Читаем На краю государевой земли полностью

Уезжали они с зимовья тоже скучно. Не было князя Петра, некому было гнать лошадей по узким таёжным тропинкам, залихватски гикать во всё горло, да с барабанным боем, как будто он вёл за собой ратников. Успокаивались они обычно за версту от людных мест и из тайги выезжали степенно, как настоящие зверовщики, показывая этим, что боятся разгневать хозяина тайги... Но они-то сами знали, как хамят в его владениях. Ни князю Петру, ни тому же Федьке или Якову, тот хозяин не мог ничего поделать. Они сидели на государевых окладах, и промысловая удача не задевала их.

Яков вспомнил князя Петра, почувствовал, что к горлу с чего-то подкатил комок. И он, всё ещё под впечатлением от ночного видения, ударил в барабан, притороченный к седлу, выбил размеренную дробь, разгоняя скуку у других. Здорово!.. Научился, в своё время, под Смоленском, в войске князя Дмитрия Черкасского.

«Трр-аа, трр-аа!.. Тра-та-та!» — понеслось для здешних мест чужое эхо, расшибаясь о сосны, путаясь в густых зарослях черёмушника и распугивая всю живность этой странной для здешних мест новизной.

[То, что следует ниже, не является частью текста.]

PR #457, opened 2022-04-11
zhongli stele tick fix

HanSeoulOh:
zhongli steles should only make an extra tick for each extra non-stele construct.

### DIFF
--- a/internal/characters/zhongli/stele.go
+++ b/internal/characters/zhongli/stele.go
@@ -78,7 +78,7 @@ func (c *char) resonance(src, max int) func() {
 		ae := c.steleSnapshot
 
 		//check how many times to hit
-		count := c.Core.Constructs.Count()
+		count := c.Core.Constructs.Count() - c.Core.Constructs.CountByType(core.GeoConstructZhongliSkill) + 1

Снятовский наддал каблуками по бокам своей лошадки, отпустил повод, по-молодецки взвыл, подражая шведским рейтарам, идущим в атаку: «Аа-а!..»... За ним припустился Федька, затем и Кобыльский. Даже Гришка затрусил следом на своём вялом жеребчике, который сразу раскачался из стороны в сторону, да так, что, казалось, размахом его низко отвисшего живота вот-вот его же самого и выбросит с тропы; у него что-то внутри ёкнуло, ухнула утроба, испустив смрадный дух, и он затрусил... А казалось — не сможет.

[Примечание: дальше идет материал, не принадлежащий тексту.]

PR #462, opened 2022-04-12
Begin Substat Optimizer Cleanup

jordanlovato:
* Start splitting code for the optimizer routine into files (logger.go, regex.go, stats.go)
* Organize sections of config init code, start moving little pieces into smaller function units


jordanlovato:
Opening this draft PR to make it easier to feedback into the cleanup process, so that we can make sure that the organization makes sense for everyone

internal/substatoptimizer/regex.go
```diff
@@ -0,0 +1,67 @@
...
+	re.Options = regexp.MustCompile(`([a-z_]+)=([0-9.]+)`)
+
+	return &re
+}
+
+func (re *OptimRegex) scrubSimCfg(cfg string, sugarLog *zap.SugaredLogger) string {
+	if len(re.Mainstats.FindAllString(cfg, -1)) != len(re.GetCharNames.FindAllString(cfg, -1)) {
+		sugarLog.Error("Error: Could not identify valid main artifact stat rows for all characters based on flower HP values.")
+		sugarLog.Error("5* flowers must have 4780 HP, and 4* flowers must have 3571 HP.")
+		os.Exit(1)
```
srliao, line 37: I have to say.. the original usage of os.Exist(1) is not very Go like lol. Should really be returning an error in the function and handling that somehow (including exiting)

srliao:
So I see here: https://github.com/jordanlovato/gcsim/blob/ec39d14241e4808dbd2cbe4b881cfb91a610151e/internal/substatoptimizer/substatoptimizer.go#L75 you are trying to handle the error.

The better way to handle it is something like this:

```go
func RunSubstatOptim(simopt simulator.Options, verbose bool, additionalOptions string) error {
	
        //do stuff here

	cfg, err := simulator.ReadConfig(simopt.ConfigPath)
	if err != nil {
		return err
	}

	srcCleaned, err := re.scrubSimCfg(cfg)

        if err != nil {
                  if err == ErrNotBigDealInsertDescriptiveName {
                            //do stuff
                  } else {
                             return err
                   }
        }
```

Then somewhere you would have to declare a package level variable like so

```go
var ErrNotBigDealInsertDescriptiveName  = errors.New("some description goes here")
```

You'll see this kind of design pattern for example in handling sql error (http://go-database-sql.org/errors.html) because sometimes you do expect errors i.e. expecting zero row result

Not a big deal. I can always fix it later but thought I'd point it out.

jordanlovato:
@srliao noted TY! I'll fix this now. 

Note that this is exactly the feedback I'm looking for. I have a sense of how to break down large routines into readable code, but I'm not as knowledgeable on Golang design patterns. If you see other funky stuff that could be resolved in a simpler way, lmk!

jordanlovato:
Pushing all of my testing here: https://docs.google.com/spreadsheets/d/1WmyzuHnICg2qxyX8grfsCZEx3ec56Yvc7MYpyEbQ4S0/edit?usp=sharing

internal/substatoptimizer/logger.go
```diff
@@ -0,0 +1,25 @@
+package substatoptimizer
```
srliao, line 1: Given that most of the code have moved to `pkg/optimization` i think it's fine/better to move this package over as well. Or rather, if anything I think function *might* make more sense in the executable code since really this is just setting up and calling the optimization code

pkg/optimization/regex.go
```diff
@@ -0,0 +1,68 @@
...
+
+type OptimRegex struct {
+	Mainstats      *regexp.Regexp
+	GetCharNames   *regexp.Regexp
+	Substats       *regexp.Regexp
+	Options        *regexp.Regexp
+	InsertLocation *regexp.Regexp
+}
+
+var InvalidStats = errors.New("Error: Could not identify valid main artifact stat rows for all characters based on flower HP values.\n5* flowers must have 4780 HP, and 4* flowers must have 3571 HP.")
```
srliao, line 26: error messages should really just be a short sentence, all lower case (no new line). for example i would have just wrote for this one `var ErrInvalidStats = errors.New("unidentifiable main stats")`

also i believe the convention in go code is to name these variables starting with `Err`

pkg/optimization/regex.go
```diff
@@ -0,0 +1,68 @@
...
+
+func ReplaceSimOutputForChar(char, src, out string) string {
```
srliao, line 28: this looks like a helper function. does this function need to be exported?

pkg/optimization/regex.go
```diff
@@ -0,0 +1,68 @@
...
+		if REGEXP_LINE_MAINSTAT.MatchString(match) {
+			continue
+		}
+
+		clean = strings.Replace(clean, match, "", -1)
+		errorPrinted = true
+	}
+
+	if errorPrinted {
+		return clean, errors.New("Warning: Config found to have existing substat information. Ignoring...")
```
srliao, line 50: similar to what i mentioned above re the error message

pkg/optimization/regex.go
```diff
@@ -0,0 +1,68 @@
...
+	return clean, nil
+}
+
+func ParseOptimizerCfg(additionalOptions string, optionsMap map[string]float64) (map[string]float64, error) {
+	parsedOptions := REGEXP_LINE_OPTIONS.FindAllStringSubmatch(additionalOptions, -1)
+	for _, val := range parsedOptions {
+		if _, ok := optionsMap[val[1]]; ok {
+			optionsMap[val[1]], _ = strconv.ParseFloat(val[2], 64)
+		} else {
+			err := errors.New(fmt.Sprintf("Invalid substat optimization option found: %v: %v", val[1], val[2]))
```
srliao, line 62: same as above

also there's a `fmt.Errorf` if you need to use fmt to insert some values etc..

pkg/optimization/slice.go
```diff
@@ -0,0 +1,45 @@
...
+		idx:   make([]int, len(n)),
+	}
+	for i := range s.idx {
+		s.idx[i] = i
+	}
+	return s
+}
+
+// Gets the minimum of a slice of integers
+func MinInt(vars ...int) int {
```
srliao, line 36: not sure if this function needs to be exported

pkg/optimization/substat_details.go
```diff
@@ -0,0 +1,551 @@
+package optimization
```
srliao, line 1: i think this file might be more appropriately named `details.go`. in most cases you only see underscore for test files such as `logger_test.go` etc...

although i have seen some packages that used underscore to help split up files (and I have contemplated doing the same as well) where the package was too large. but in this case i think it's not necessary

pkg/optimization/substats.go
```diff
@@ -0,0 +1,92 @@
...
+	"fmt"
+	"github.com/genshinsim/gcsim/internal/simulator"
+	"github.com/genshinsim/gcsim/pkg/core"
+	"go.uber.org/zap"
+)
+
+type SubstatOptimizer struct {
+	logger     *zap.SugaredLogger
+	optionsMap map[string]float64
+	Details    *SubstatOptimizerDetails
```
srliao, line 13: i don't think it's necessary to have a pointer reference here as the methods are already pointer methods

pkg/optimization/substats.go
```diff
@@ -0,0 +1,92 @@
...
+	fourStarFound := o.Details.setStatLimits()
+	if fourStarFound {
+		o.logger.Warn("Warning: 4* artifact set detected. Optimizer currently assumes that ER substats take 5* values, and all other substats take 4* values.")
+	}
+
+	fixedSubstatCount := o.optionsMap["fixed_substats_count"]
+	o.Details.setInitialSubstats(fixedSubstatCount)
+	o.logger.Info("Starting ER Optimization...")
+
+	o.Details.setCharProfilesCopy(o.Details.charProfilesERBaseline)
```
srliao, line 46: this feels kinda weird to me as `setCharProfileCopy` would already have access to `o.Details` so why does it need to be passed again?

pkg/optimization/substat_details.go
```diff
@@ -0,0 +1,551 @@
...
+import (
+	"fmt"
+	"github.com/genshinsim/gcsim/internal/simulator"
+	"github.com/genshinsim/gcsim/pkg/core"
+	"math"
+	"sort"
+	"strings"
+)
+
+type SubstatOptimizerDetails struct {
```
srliao, line 12: design wise i think this structure feels a bit icky. at a cursory glance i feel like the structure should be more like soemthing like the following

```
type Optimizer struct {
   Input SomeStruct
   WIP SomeStruct
}
```

where `Input` is your starting point and contains all the relevant information like the config, initial profile etc... and `WIP` (could be a slice here) is keeping track of each iteration where you try different stats to get to the optimized state

this current design/data structure feels a bit like a big dumb of different variables not organized in any fashion

pkg/optimization/substat_details.go
```diff
@@ -0,0 +1,551 @@
...
+}
+
+// Calculate per-character per-substat "gradients" at initial state using finite differences
+// In practical evaluations, adding small numbers of substats (<10) can be VERY noisy
+// Therefore, "gradient" evaluations are done in groups of 10 substats
+// Allocation strategy is to just max substats according to highest gradient to lowest
+// TODO: Probably want to refactor to potentially run gradient step at least twice:
+// once initially then another at 10 assigned liquid substats
+// Fine grained evaluations are too expensive time wise, but can perhaps add in an option for people who want to sit around for a while
+func (stats *SubstatOptimizerDetails) optimizeNonERSubstats() []string {
```
srliao, line 38: if i understand correctly this is return the debug msgs. is there a reason why we're returning this instead of just printing it out?

pkg/optimization/substat_details.go
```diff
@@ -0,0 +1,551 @@
...
+
+		if erStack == 0 {
+			initialMean = result.DPS.Mean
+			initialSD = result.DPS.SD
+		}
+
+		condition := result.DPS.Mean/initialMean-1 < -tolMean || result.DPS.SD/initialSD-1 > tolSD
+		// For Raiden, we can't use DPS directly as a measure since she scales off of her own ER
+		// Instead we ONLY use the SD tolerance as big jumps indicate the rotation is becoming more unstable
+		if char.Base.Key == core.Raiden {
```
srliao, line 352: i think this code here is more readable if rewritten as:
```go
if char.Base.Key == core.Raiden && result.DPS.SD/initialSD-1 > tolSD {
   break
}
```

as opposed to assigning to a variable condition, then checking if condition is true

pkg/optimization/substat_details.go
srliao: In addition, for both this function as well as optimizeER function. i feel like it'd be more logical if these functions returns optimal result given starting point (+ whatever other params). so a bit more "pure" functional if you will (not sure what the right wording is here)

srliao:
closing as this have been ported in https://github.com/srliao/gcsim/pull/17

С сосны сорвалась перепуганная этим шумом летяга, мелькнула тенью над головой Якова, далеко спланировала, шлёпнулась на крону пихты и исчезла там среди веток.

На широкую утоптанную дорогу, петляющую по берегу Киргизки, они, угомонившись, выехали шагом.


* * *


К зиме в Томске появился новый воевода, князь Семён Мосальский-Клобуков. Он сразу взялся рьяно помогать Тухачевскому и здорово удружил ему: послал на «киргизский рубеж» всё того же Ваньку Верхотурца, чтобы тот уговорил Ишея не помогать «воровским» киргизским князькам. И весть о походе Тухачевского дошла до киргиз, почитай, за целый год.

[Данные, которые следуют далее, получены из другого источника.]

PR #465, opened 2022-04-13
Change Albedo and Ningguang Blossoms/Gems to use skill snapshot

shizukayuki:
- Fix kazuha swirling his absorb dot

### DIFF
--- a/internal/tmpl/character/tmpl.go
+++ b/internal/tmpl/character/tmpl.go
@@ -168,22 +168,17 @@ func (c *Tmpl) AddPreDamageMod(mod core.PreDamageMod) {
 }
 
 func (c *Tmpl) DeletePreDamageMod(key string) {
-	ind := -1
-	for i, v := range c.PreDamageMods {
+	n := 0
+	for _, v := range c.PreDamageMods {
 		if v.Key == key {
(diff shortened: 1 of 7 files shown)


internal/tmpl/character/tmpl.go
```diff
@@ -167,6 +167,25 @@ func (c *Tmpl) AddPreDamageMod(mod core.PreDamageMod) {
...
+		}
+	}
+	// return if mod does not exists
+	if ind == -1 {
+		return
+	}
+
+	// remove mod
+	c.PreDamageMods[ind].Event.SetEnded(c.Core.F)
+	c.PreDamageMods[ind] = c.PreDamageMods[len(c.PreDamageMods)-1]
```
srliao, line 184: this would swap the last mod and the current mod right? wouldn't it be better to keep the ordering here?

something like this: https://github.com/genshinsim/gcsim/blob/460f90d8e46903b950587f0859b42910040b4ab0/internal/tmpl/construct/construct.go#L206

shizukayuki: yes though i don't think order matter for mods.. i guess it does for logs.

PR #475, opened 2022-04-16
Added skill_issue mode for bennett burst

IvanHdzF:
LIST OF CHANGES

1. recoded every single ability in sim to match in game hitbox
2. recoded parser to allow for setting target position
3. recoded parser to allow for changing default attack center point
4. recodedparser to allow for moving targets around
5. recoded queue and abil execute to handle that logic
6. made sure every abil in sim is respecting default attack center point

А к весне из Москвы на челобитные казаков пришёл ответ: воеводам Томска разрешили выдать казакам хлеб из городских запасов. Казаки получили его, но тут же ударили новой челобитной о денежном жаловании из Томской казны. Получив и его, они снова написали челобитную, что «собирались было в поход... друг у друга занимали... одолжали... поднимались на государеву службу... обнищали... И опять они стали ждать, теперь уже жалования, которое, по слухам, шло из Тобольска... В общем, они обосновались в Томске надолго, и выгнать их в поход оказалось не так-то просто.

Но всё же это удалось.

Из Томска Яков выступил всей своей конной ратью как раз на день Акулины. Перед этим он отправил хлебные запасы для своего войска на дощаниках водой, вверх по Чулыму. С ними ушёл томский боярский сын Васька Прокофьев с четырьмя десятками служилых.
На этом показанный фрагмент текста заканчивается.